Newborn lambs (1-4 days) were assigned to control (CTL, non-ventilated), mechanically ventilated (MV), and MV + experimentally induced surfactant deficiency (MV+SD) groups. Immunoblotting and quantitative PCR assessed inflammatory signaling, the ubiquitin-proteasome system, autophagy, and oxidative stress. Immunostaining for myosin heavy chain (MyHC) isoforms and quantitative morphometry evaluated diaphragm atrophy. Contractile function of the diaphragm was determined in isolated myofibrils ex vivo.

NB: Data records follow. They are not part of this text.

PR #218, opened 2022-01-10
Add `findall` method

### LINKED ISSUE #217: Implement `findall`
We don't have this function, but we might as well.
We might want to not return a `Vector` of results but a lazy iterator though (what's up with Base needlessly materializing everything?!)

CiaranOMara:
I reckon this PR fulfils the `findall` method requirements. 

The `findall` method delegates to a `Search` iterator in the implementation. Let me know whether this approach suits and I'll add some docstrings.

Closes #217.

### DIFF
--- a/src/BioSequences.jl
+++ b/src/BioSequences.jl
@@ -11,7 +11,7 @@ export
     ###
     ### Symbols
     ###
-    
+
     # Types & aliases
     NucleicAcid,
     DNA,
@@ -81,7 +81,7 @@ export
     AA_X,
     AA_Term,
     AA_Gap,
-    
+
     # Predicates
     isGC,
     iscompatible,
@@ -90,35 +90,35 @@ export
     isgap,
     ispurine,
     ispyrimidine,
-    
+
     ###
     ### Alphabets
     ###
-    
+
     # Types & aliases
     Alphabet,
     NucleicAcidAlphabet,
     DNAAlphabet,
     RNAAlphabet,
     AminoAcidAlphabet,
-    
+
     ###
     ### BioSequences
     ###
 
     join!,
-    
+
     # Type & aliases
     BioSequence,
     NucSeq,
     AASeq,
-    
+
     # Predicates
     ispalindromic,
     hasambiguity,
     isrepetitive,
     iscanonical,
-    
+
     # Transformations
     canonical,
     canonical!,
@@ -129,11 +129,11 @@ export
     ungap,
     ungap!,
     join!,
-    
+
     ###
     ### LongSequence
     ###
-    
+
     # Type & aliases
     LongSequence,
     LongNuc,
@@ -141,7 +141,7 @@ export
     LongRNA,
     LongAA,
     LongSubSeq,
-    
+
     # Random
     SamplerUniform,
     SamplerWeighted,
@@ -149,18 +149,18 @@ export
     randdnaseq,
     randrnaseq,
     randaaseq,
-    
+
     ###
     ### Sequence literals
     ###
-    
+
     @dna_str,
     @rna_str,
     @aa_str,
 
     @biore_str,
     @prosite_str,
-    
+
     BioRegex,
     BioRegexMatch,
     matched,
@@ -177,7 +177,7 @@ export
     translate!,
     translate,
     ncbi_trans_table,
-    
+
     # Search
     ExactSearchQuery,
     ApproximateSearchQuery,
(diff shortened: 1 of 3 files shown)


src/BioSequences.jl
```diff
@@ -227,4 +227,46 @@ include("search/ApproxSearchQuery.jl")
...
+
+const HasRangeEltype = Union{<:ExactSearchQuery, <:ApproximateSearchQuery, <:Regex}
+
+Base.eltype(::Type{Search{Q,I}}) where {Q<:HasRangeEltype,I} = UnitRange{Int}
+Base.IteratorEltype(::Type{Search{Q,I}}) where {Q<:HasRangeEltype,I} = Base.IteratorEltype(UnitRange{Int})
+
+Base.eltype(::Type{<:Search}) = Int
+Base.IteratorEltype(::Type{<:Search}) = Base.IteratorEltype(Int)
+
+Base.IteratorSize(::Type{<:Search}) = Base.SizeUnknown()
```
jakobnissen, line 260:
```suggestion
Base.eltype(::Type{Search{<:Q}}) where {Q<:HasRangeEltype} = UnitRange{Int}
Base.eltype(::Type{<:Search}) = Int
Base.IteratorSize(::Type{<:Search}) = Base.SizeUnknown()
```

jakobnissen: `Base.IteratorSize` just needs to be `HasEltype()`, but this is already the default.

src/BioSequences.jl
```diff
@@ -227,4 +227,46 @@ include("search/ApproxSearchQuery.jl")
...
+
+function Base.findall(pat, seq::BioSequence, start::Integer=firstindex(seq); overlap::Bool = default_overlap, stop::Integer = lastindex(seq))
```
jakobnissen, line 262: I'm ambivalent about this signature. Why is start part of the signature but stop isn't? Might be good though, just not sure.

src/BioSequences.jl
```diff
@@ -227,4 +227,46 @@ include("search/ApproxSearchQuery.jl")
...
+
+struct Search{Q,I}
+    query::Q
+    itr::I
+    start::Integer
+    stop::Integer
+    overlap::Bool
+end
+
+const default_overlap = true
```
jakobnissen, line 240:
```suggestion
const DEFAULT_OVERLAP = true
```

src/BioSequences.jl
jakobnissen, line 262:
```suggestion
function Base.findall(pat, seq::BioSequence, start::Integer=firstindex(seq); overlap::Bool = DEFAULT_OVERLAP, stop::Integer = lastindex(seq))
```

src/BioSequences.jl
```diff
@@ -227,4 +227,46 @@ include("search/ApproxSearchQuery.jl")
 include("search/re.jl")
 include("search/pwm.jl")
 
+
+
+struct Search{Q,I}
+    query::Q
+    itr::I
+    start::Integer
+    stop::Integer
```
jakobnissen, line 236:
```suggestion
    start::Int
    stop::Int
```

jakobnissen (commented):
Great, thanks for contributing. Not sure about the signature though, it doesn't match `Base`. What signature would you prefer?

src/BioSequences.jl
jakobnissen: I think I would prefer having the same signature as `Base.findall(::AbstractString, ::AbstractString; overlap=true)` - though `Base` has overlap default to `false`, that seems strange to me.

If the user wants to limit the start and stop, they can create a view of the sequence.

src/BioSequences.jl
CiaranOMara: @jakobnissen, do we need the `<:Q`?
```julia
Base.eltype(::Type{<:Search{<:Q}}) where {Q<:HasRangeEltype} = UnitRange{Int}
vs
Base.eltype(::Type{<:Search{Q}}) where {Q<:HasRangeEltype} = UnitRange{Int}
```

jakobnissen: Ah no, you are right, we don't

CiaranOMara:
This PR is ready for another review pass.

I've added a convenience method that uses a view to limit the search range and map indices back to a parent. If it's not worthwhile, it can be removed.
https://github.com/BioJulia/BioSequences.jl/blob/fd0f57fa26abe0beffc05aa9bbadad0bac426e6c/src/BioSequences.jl#L259-L263

Also, is the PR code positioned where you'd like it to be within the project?

src/BioSequences.jl
CiaranOMara: An overlap default of `true` makes more sense to me in the context of BioSequences. But I'm okay changing to be consistent with `Base` if that's the consensus. However, setting the default to `false` may introduce a risk of missing important sequences.

jakobnissen: I agree - `true` is the most sensible default here 👍

jakobnissen (approved):

jakobnissen:
I think everything looks good now.

SabrinaJaye:
Looking good! Did you want to add some docstrings and or a paragraph in the search section of the manual? No immediate pressure as they can always be added before a release.

CiaranOMara:
I reckon I can add some docstrings to this over the next couple of days.

jakobnissen:
I'll just merge this, and then we can always add some docs later.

Equal decreases (25-30%) in myofibrillar force generation were found in MV and MV+SD diaphragms compared to CTL. In comparison to CTL, both MV and MV+SD diaphragms also demonstrated increased STAT3 transcription factor phosphorylation. Ubiquitin-proteasome system (Atrogin1 and MuRF1) transcripts and autophagy indices (Gabarapl1 transcripts and the ratio of LC3B-II/LC3B-I protein) were greater in MV+SD relative to MV alone, but fiber type atrophy was not observed in any group. Protein carbonylation and 4-hydroxynonenal levels (indices of oxidative stress) also did not differ among groups.
In newborn lambs undergoing controlled MV, there is a rapid onset of diaphragm dysfunction consistent with VIDD. Superimposed lung injury caused by surfactant deficiency did not influence the severity of early diaphragm weakness.
在接受机械通气(MV)治疗的成年动物中,膈肌迅速减弱,但 MV 对新生儿膈肌的影响尚未确定。此外,尚不清楚共存的肺部疾病是否会加剧呼吸机引起的膈肌功能障碍(VIDD)。我们研究了 MV(平均持续时间为 7.65 小时),无论是在缺乏表面活性剂引起的共存呼吸衰竭的情况下,还是在没有这种情况的情况下,对新生羔羊发生 VIDD 的影响。
将新生羔羊(1-4 天)分配到对照组(CTL,未通气)、机械通气组(MV)和机械通气+实验性表面活性剂缺乏组(MV+SD)。免疫印迹和定量 PCR 评估了炎症信号、泛素蛋白酶体系统、自噬和氧化应激。肌球蛋白重链(MyHC)同工型免疫染色和定量形态计量学评估了膈肌萎缩。离体肌原纤维中测定膈肌的收缩功能。
与 CTL 相比,MV 和 MV+SD 组的肌原纤维产生力均下降了 25-30%。与 CTL 相比,MV 和 MV+SD 组的 STAT3 转录因子磷酸化也增加。MV+SD 组的泛素蛋白酶体系统(Atrogin1 和 MuRF1)转录物和自噬指数(Gabarapl1 转录物和 LC3B-II/LC3B-I 蛋白的比值)均高于 MV 组,但在任何组中均未观察到纤维类型萎缩。各组之间的蛋白质羰基化和 4-羟基壬烯醛水平(氧化应激指标)也没有差异。
在接受控制性 MV 的新生羔羊中,迅速出现膈肌功能障碍,符合 VIDD。表面活性剂缺乏引起的肺部损伤叠加并未影响早期膈肌无力的严重程度。